P3-02: Building early data science tools for a diverse audience

By Kayla Frisoli, Gordon Weinberg, & Rebecca Nugent (Carnegie Mellon University)


"As the data analytics needs of industry continue to grow and evolve, universities must respond by integrating new tools and technologies into their courses tools and technologies that better provide students with a marketable skill set. We discuss our initial incorporation of modern data science tools (R Markdown, Github, html) into Statistics & Data Science Methods, the second course in Carnegie Mellon Statistics & Data Science's introductory freshmen sequence. While most students in the class will study quantitative disciplines, this student demographic remains heterogeneous in both their intended majors and their computational background. Our intent is to teach the full data analysis workflow in a structured way that is accessible to anyone and devotes minimal cognitive load to learning coding syntax. Transitioning from Minitab (a traditional point-and-click statistics package), we built a series of R Markdown templates with structured code and guided practice that required minimal editing. Students, in a controlled environment, slowly pick up the technical tools necessary to build a complete data analysis report.

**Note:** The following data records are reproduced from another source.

Issue #1014, opened 2023-04-02
DubinsState space implementation not using set classification


Jaeyoung-Lim:
**Problem Description**
While the DubinsStateSpace implementation mentions the Dubins set classification method(A.M. Shkel and V. Lumelsky, “Classification of the Dubins set,” Robotics and Autonomous Systems, 34(4):179-202, 2001), the implementation computes the Dubins distance exhaustively.

https://github.com/ompl/ompl/blob/55588baaccbf4b48da926939e87f76d2f717ff70/src/ompl/base/spaces/DubinsStateSpace.h#L56-L62

@mamoll Was there a specific reason that the Dubins set classification scheme was not implemented? or is this a matter of a missing implementation? If it is the latter, I would be interested in contributing the implementation for the potential speedup of a factor of 2-3.

mamoll:
No, there was no reason I didn't do it. Implementing this state space was a bit of side project without an immediate need, so I considered the current implementation "good enough" at the time. If you implement this, please do measure the speed up. I'm curious to see how much of a difference it makes.

Jaeyoung-Lim:
@mamoll Thanks! These are some primary results on my side constrained to the long path case

![bitmap](https://user-images.githubusercontent.com/5248102/229501342-96b2f9d8-8c4a-471b-b6fa-7749b94d15bb.png)

zkingston:
Wow, great speed up. I would definitely review a PR that implements these changes.

Jaeyoung-Lim:
Closing as addressed in #1080

PR #1080, opened 2023-07-24
Use of Dubins Set Classification for faster distance computations in DubinsStateSpace

Jaeyoung-Lim:
**Problem Description**
Currently, the Dubins distance computation is done by going through all six path types exhaustively. This is quite inefficient for applications such as sampling-based planners, as the Dubins distance need to be computed many times repeatedly.

It has been proposed by Shkel(2001) that certain Dubins path types can be excluded by looking at the start and end configurations of the path. While the current OMPL implementation of DubinsStateSpace references the paper from Shkel(2001), the implementation goes through every Dubins path type exhaustively. This was discussed previously in an issue: https://github.com/ompl/ompl/issues/1014 with @zkingston and @mamoll 

**Proposed Solution**
The proposed solution is to implement the Dubins Set Classification theme in the `DubinsStateSpace`.

While trying to implement the Dubins Set Classification method, I ran into some issues where the Dubins Set Classification results were not correct for some cases.

I realized these were related to some issues with the original Dubins set classifications scheme proposed in Shkel(2001), and presented the corrections in the [Workshop on Energy Efficient Robotic Systems](https://aerial-robotics-workshop-icra2023.com/agenda/) at [ICRA 2023](https://www.icra2023.org/)
- Paper: [Paper](https://www.research-collection.ethz.ch/handle/20.500.11850/615185)

This work was done with @acfloria @nrjl @rikba

This PR adds an implementation of the DubinsSetClassification including the corrections regarding the long path case classification and the classification of Dubins Path types for equivalency group a_12, a_21, a_34, a_43

**Evaluation**
The following shows a comparison between the Dubins Set Classification and exhaustive Dubins calculations. (Ours being the Dubins set classification)
image

The results show that the set classification takes 42% of the time compared to exhaustive Dubins calculations, while always returning the same answer with the exhaustive Dubins path calculations

### DIFF
--- a/src/ompl/base/spaces/DubinsStateSpace.h
+++ b/src/ompl/base/spaces/DubinsStateSpace.h
@@ -71,6 +71,26 @@ namespace ompl
                 DUBINS_STRAIGHT = 1,
                 DUBINS_RIGHT = 2
             };
+
+            enum DubinsClass
+            {
+                A11 = 0,
+                A12 = 1,
+                A13 = 2,
+                A14 = 3,
+                A21 = 4,
+                A22 = 5,
+                A23 = 6,
+                A24 = 7,
+                A31 = 8,
+                A32 = 9,
+                A33 = 10,
+                A34 = 11,
+                A41 = 12,
+                A42 = 13,
+                A43 = 14,
+                A44 = 15
+            };
             /** \brief Dubins path types */
             static const DubinsPathSegmentType dubinsPathType[6][3];
             /** \brief Complete description of a Dubins path */
--- a/src/ompl/base/spaces/DubinsStateSpace.h
+++ b/src/ompl/base/spaces/DubinsStateSpace.h
@@ -72,25 +72,6 @@ namespace ompl
                 DUBINS_RIGHT = 2
             };
 
-            enum DubinsClass
-            {
-                A11 = 0,
-                A12 = 1,
-                A13 = 2,
-                A14 = 3,
-                A21 = 4,
-                A22 = 5,
-                A23 = 6,
-                A24 = 7,
-                A31 = 8,
-                A32 = 9,
-                A33 = 10,
-                A34 = 11,
-                A41 = 12,
-                A42 = 13,
-                A43 = 14,
-                A44 = 15
-            };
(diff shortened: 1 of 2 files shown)


mamoll:
I am running `demo_GeometricCarPlanning --dubins --distance` to visualize the results as a basic sanity check. There are several erroneous results. Can you confirm that the distance between (0,0,0) and (1.9,.2,-pi) is 1.79769e+308 (or something like that)? My first guess would be a divide by 0 somewhere, but I don't see anything obvious. Let me know if you also see weird values in the output of `demo_GeometricCarPlanning --dubins --distance`.

Jaeyoung-Lim:
@mamoll Indeed, I could reproduce the issues. The problem was that in some cases, alpha and beta were not in the range of [0, 2pi]. I have hardened this by running a mod2pi in the dubins calculation and it seems to be fixed on myside. Would you able to check the fix? Thanks!

src/ompl/base/spaces/DubinsStateSpace.h
```diff
@@ -71,6 +71,26 @@ namespace ompl
                 DUBINS_STRAIGHT = 1,
                 DUBINS_RIGHT = 2
             };
+
+            enum DubinsClass
```
mamoll, line 75: I'd move this to DubinsStateSpace.cpp inside an anonymous namespace, since it is only used internally and not in the public API.

mamoll (approved):
This is great work. I did some testing to confirm that the old and new code are input/output equivalent and this appears to be the case. I also confirmed that the new code provides a significant performance improvement. Thank you for your contribution.

I have one small stylistic comment. Let me know if you agree.

src/ompl/base/spaces/DubinsStateSpace.h
Jaeyoung-Lim: Done!

mamoll (approved):

mamoll:
Thanks again, @Jaeyoung-Lim!

Jaeyoung-Lim:
@mamoll Happy to contribute! Thanks for the merge!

In Spring 2018, we have 170 students, each with 10 labs, 10 homework assignments and 2 student-driven data analysis projects. These projects simultaneously allow students to practice implementing data analysis methods and our software transition team to gauge how the students are using and hopefully mastering this new approach. Here we present summary information about class performance (both academic and coding/technology use) and lessons learned about course design and technology transition. We also include student feedback garnered from surveys administered during and at the end of the course."